Items listed in a dataset:
--*--

PR #1034, opened 2023-12-12
Provide a dedicated route in the Version API to obtain the latest version of some terms

Ndpnt:


src/api/routes/versions.js
```diff
@@ -97,14 +148,18 @@ router.get('/version/:serviceId/:termsType/:date', async (req, res) => {
   const version = await versionsRepository.findByDate(serviceId, termsType, requestedDate);
 
   if (!version) {
-    return res.status(404).json({ error: `No version found for date ${date}` });
+    return res.status(404).json({ error: `No version found the specified combination of service ID "${serviceId}", terms type "${termsType}" and date ${date}` });
```
MattiSG, line 151:
```suggestion
    return res.status(404).json({ error: `No version found for the specified combination of service ID "${serviceId}", terms type "${termsType}" and date ${date}` });
```

MattiSG (changes requested):
I like the refactor of tests and the opening of this route, but it is missing some important design choices. In particular, what happens if a service has been terminated, or if the chosen terms types have been phased out by the service? The `latest` version exists, but is not valid anymore. Do we really want to expose `latest`, or do we want to expose the `current` version?

If the service has been terminated (or the terms types do not exist anymore), do we reply with `404`, `416` or [`410 Gone`](https://developer.mozilla.org/en-US/docs/Web/HTTP/Status/410)?

Those questions should be discussed in a separate place than the PR implementing it.

Ndpnt:
Close this long-lived PR as it is not a priority right now.

PR #1044, opened 2024-02-08
Improve `test` and `changelog` workflows triggers

Ndpnt:
This change will :
- Avoid duplicate runs previously initiated by `push` and `pull_request` events
- Ensure test workflow is triggered on updates to pull requests originating from forks
- Enable workflows to be triggered manually to run CI tests on a branch without having to open a pull request


clementbiron (approved):
🚀

PR #1052, opened 2024-02-15
Improve optional modules loading

Ndpnt:


clementbiron (approved):
👍

src/index.js
```diff
@@ -38,8 +38,10 @@ export default async function track({ services, types, extractOnly, schedule })
     return;
   }
 
-  if (process.env.NODE_ENV === 'production') {
+  if (process.env.SENDINBLUE_API_KEY) {
     archivist.attach(new Notifier(archivist.services));
+  } else {
+    logger.warn('Environment variable "SENDINBLUE_API_KEY" was not found; the Notifier module will be ignored');
```
MattiSG, line 44: In logs, aim for descriptions that explain the impact to the end user: “the Notifier module will be ignored” is not a clear way to understand the consequences of an action and to assess whether it can be the source of an unexpected behaviour 🙂

PR #1059, opened 2024-03-07
Lint commit messages to enforce consistency

Ndpnt:
An example result can be seen here: https://github.com/Ndpnt/engine/actions/runs/8186516043/job/22385045460


.github/workflows/commit.yml
```diff
@@ -0,0 +1,15 @@
...
+permissions:
+  contents: read
+  pull-requests: read
+
+jobs:
+  commitlint:
+    runs-on: ubuntu-latest
+    steps:
+      - uses: actions/checkout@v4
+      - uses: wagoid/commitlint-github-action@v5
```
MattiSG, line 15: Why use an action instead of running `npm ci && npm run commit:lint`? 🤔 This creates a difference between the local and CI workflows.

commitlint.config.js
```diff
@@ -0,0 +1,11 @@
+export default {
+  rules: {
+    'header-case': [ 2, 'always', ['sentence-case']],
+    'header-max-length': [ 2, 'always', 50 ],
+    'header-full-stop': [ 2, 'never', '.' ],
+    'body-case': [ 2, 'always', ['sentence-case']],
+    'body-leading-blank': [ 2, 'always' ],
+    'body-max-line-length': [ 2, 'always', 72 ],
```
MattiSG, line 8: I am not a big fan of limiting line length for the body. For example, it forces to break URLs. What is the reasoning behind this limitation? It's been a long time since terminals were only 80 characters wide 😉

commitlint.config.js
```diff
@@ -0,0 +1,11 @@
...
+    'type-empty': [ 2, 'always' ],
```
MattiSG, line 9: > What does that mean? 🙂

commitlint.config.js
```diff
@@ -0,0 +1,11 @@
+export default {
```
MattiSG, line 1: > Cannot this be JSON?

package.json
```diff
@@ -30,6 +30,7 @@
     ".eslintrc.yaml"
   ],
   "scripts": {
+    "commit:lint": "commitlint --from=main --to=HEAD",
```
MattiSG, line 33: I find `commit` ambiguous in a script name, as it looks like a verb.
```suggestion
    "commit-messages:lint": "commitlint --from=main --to=HEAD",
```

MattiSG (changes requested):
These rules need also be documented in the CONTRIBUTING 🙂

MattiSG:
04d5f54 seems to be a test commit 😉

.github/workflows/commit.yml
Ndpnt: Yep, I tried quickly but it [did not work as expected](https://github.com/Ndpnt/engine/actions/runs/8186461328/job/22384893953) and as this feature was not planned I did not take time to investigate.

commitlint.config.js
Ndpnt: I can remove this rule, I implemented it because it is explicitly written [in our contributing file](https://github.com/OpenTermsArchive/engine/blob/main/CONTRIBUTING.md#commit-messages). If we decide to remove this rule, I'll ensure our contributing guidelines are updated accordingly.

MattiSG: Very good point! I'm personally in favor of not limiting, but that can wait until my next commit with frustratingly too short body lines 😉 I'll let you decide if you want to implement that here or not.

CONTRIBUTING.md
```diff
@@ -48,12 +48,12 @@ We strive to follow this [recommendation](https://chris.beams.io/posts/git-commi
 - [Capitalize the subject line](https://chris.beams.io/posts/git-commit/#capitalize).
 - [Do not end the subject line with a period](https://chris.beams.io/posts/git-commit/#end).
 - [Use the imperative mood in the subject line](https://chris.beams.io/posts/git-commit/#imperative).
-- [Wrap the body at 72 characters](https://chris.beams.io/posts/git-commit/#wrap-72).
 - [Use the body to explain what and why vs. how](https://chris.beams.io/posts/git-commit/#why-not-how).
 
 We add this additional rule:
 
 - Do not rely on GitHub issue reference numbers in commit messages, as we have no guarantee the host system and its autolinking will be stable in time. Make sure the context is self-explanatory. If an external reference is given, use its full URL.
+- Do not use [conventional commit format](https://www.conventionalcommits.org/en/v1.0.0/#summary) `<type>[optional scope]: <description>`, it will not be allowed, only describe what and why changes were made in one sentence.
```
MattiSG, line 56: I agree with that, but I feel a rationale why we don't allow it would be welcome 🙂

```suggestion
- Do not use the so-called “[conventional commits](https://www.conventionalcommits.org/en/v1.0.0/#summary)” format (`<type>[optional scope]: <description>`). There is no workflow in place for extracting metadata from such a format and it is thus needlessly cumbersome. 
```

Or maybe don't mention this at all since we already give a reference above?

CONTRIBUTING.md
```diff
@@ -48,12 +48,12 @@ We strive to follow this [recommendation](https://chris.beams.io/posts/git-commi
 - [Capitalize the subject line](https://chris.beams.io/posts/git-commit/#capitalize).
 - [Do not end the subject line with a period](https://chris.beams.io/posts/git-commit/#end).
 - [Use the imperative mood in the subject line](https://chris.beams.io/posts/git-commit/#imperative).
-- [Wrap the body at 72 characters](https://chris.beams.io/posts/git-commit/#wrap-72).
 - [Use the body to explain what and why vs. how](https://chris.beams.io/posts/git-commit/#why-not-how).
 
 We add this additional rule:
```
MattiSG, line 53: Should be "these rules" if we now have more than one :)

CONTRIBUTING.md
```diff
@@ -48,12 +48,12 @@ We strive to follow this [recommendation](https://chris.beams.io/posts/git-commi
 - [Capitalize the subject line](https://chris.beams.io/posts/git-commit/#capitalize).
 - [Do not end the subject line with a period](https://chris.beams.io/posts/git-commit/#end).
 - [Use the imperative mood in the subject line](https://chris.beams.io/posts/git-commit/#imperative).
-- [Wrap the body at 72 characters](https://chris.beams.io/posts/git-commit/#wrap-72).
```
MattiSG, line 51: We should explain why we don't follow this rule even though it is part of the reference we "strive to follow":

"As we might use URLs for references in commit messages, we do not wrap the body text to ensure links are clickable in Git user interfaces."

.github/workflows/commit.yml
MattiSG: I believe this happens because, by default, the `checkout` action checks out only the current commit, for performance reasons :) so the `main` reference does not exist.

I can't try that right now as I'm on my phone, but if I recall correctly there is an option to pass to `checkout` (maybe `depth: 0`?) to check out the whole tree.

I believe it is rather important to unify CI and local tests and avoid an Action dependency if we can :)

MattiSG (approved):
Looking forward to trying that out! As discussed synchronously, this might be useful or just as likely very frustrating for contributors. I am curious to see if this proves useful or if we remove it 😊 Thank you for suggesting that experiment! I already like that we could update our rules to reflect reality 👍

.github/workflows/commit.yml
```diff
@@ -0,0 +1,27 @@
...
+
+permissions:
+  contents: read
+  pull-requests: read
+
+jobs:
+  commitlint:
+    runs-on: ubuntu-latest
+    steps:
+      - name: Checkout "main" branch
```
MattiSG, line 14:
```suggestion
      - name: Checkout main branch history
```

MattiSG (approved):
👍

MattiSG:
@Ndpnt do you need anything from me here?

Ndpnt:
> @Ndpnt do you need anything from me here?

No, it's ok now, thanks!

PR #1063, opened 2024-03-18
Enhance error handling to minimize tracking interruptions from plugin errors

Ndpnt:
This errors handling improvement will significantly reduce tracking process interruptions caused by errors occurring in plugins. However, errors that occur in non _awaited_ asynchronous functions inside the plugin code will not be handled.
To have a completely safe environment where plugin errors cannot interrupt the terms tracking process, we could create an improved plugin system where each plugin is executed in its own sub-process.

### DIFF
--- a/CHANGELOG.md
+++ b/CHANGELOG.md
@@ -2,6 +2,14 @@
 
 All changes that impact users of this module are documented in this file, in the [Common Changelog](https://common-changelog.org) format with some additional specifications defined in the CONTRIBUTING file. This codebase adheres to [Semantic Versioning](https://semver.org/spec/v2.0.0.html).
 
+## Unreleased [minor]
+
+> Development of this release was supported by the [French Ministry for Foreign Affairs](https://www.diplomatie.gouv.fr/fr/politique-etrangere-de-la-france/diplomatie-numerique/) through its ministerial [State Startups incubator](https://beta.gouv.fr/startups/open-terms-archive.html) under the aegis of the Ambassador for Digital Affairs.
+
+### Changed
+
+- Improve errors handling mechanism to significantly reduce tracking process interruptions caused by errors occurring in plugins
+
 ## 1.0.0 - 2024-03-14
 
 _Full changeset and discussions: [#1061](https://github.com/OpenTermsArchive/engine/pull/1061)._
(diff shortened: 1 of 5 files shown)


src/archivist/index.test.js
```diff
@@ -245,6 +245,76 @@ describe('Archivist', function () {
...
+        await resetGitRepositories();
+      });
+
+      it('handles it properly and do not crash the whole execution', done => {
+        app.track({ services: [services[0]] }).then(() => {
+          if (error) {
+            return done(error);
+          }
+          done();
+        });
```
MattiSG, line 313: > Do we really need this complex setup with `unhandledRejection`? Couldn't we just use `should.not.throw`?

CHANGELOG.md
```diff
@@ -2,6 +2,14 @@
 
 All changes that impact users of this module are documented in this file, in the [Common Changelog](https://common-changelog.org) format with some additional specifications defined in the CONTRIBUTING file. This codebase adheres to [Semantic Versioning](https://semver.org/spec/v2.0.0.html).
 
+## Unreleased [minor]
+
+> Development of this release was supported by the [French Ministry for Foreign Affairs](https://www.diplomatie.gouv.fr/fr/politique-etrangere-de-la-france/diplomatie-numerique/) through its ministerial [State Startups incubator](https://beta.gouv.fr/startups/open-terms-archive.html) under the aegis of the Ambassador for Digital Affairs.
+
+### Changed
+
+- Improve errors handling mechanism to significantly reduce tracking process interruptions caused by errors occurring in plugins
```
MattiSG, line 11: I would consider this an Added, especially since no reuser code adaptation is needed.

```suggestion
- Introduce `pluginError` error type to isolate plugin errors from the engine and increase robustness
```

MattiSG (approved):
Nice!

src/archivist/index.js
```diff
@@ -91,7 +88,13 @@ export default class Archivist extends events.EventEmitter {
       const handlerName = `on${event[0].toUpperCase()}${event.substring(1)}`;
 
       if (listener[handlerName]) {
-        this.on(event, listener[handlerName].bind(listener));
+        this.on(event, async (...params) => {
+          try {
+            await listener[handlerName](...params); // Prefer try...catch over .catch() for handling errors to take account both synchronous and asynchronous functions, as .catch() cannot be applied to synchronous functions
```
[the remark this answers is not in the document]
Ndpnt: In our convention, single line comment starts with an uppercase.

--*--

_TRY IT_.
How many lines in the entries include "services"? Only the number is wanted.

_EXERCISE RESULT_.
3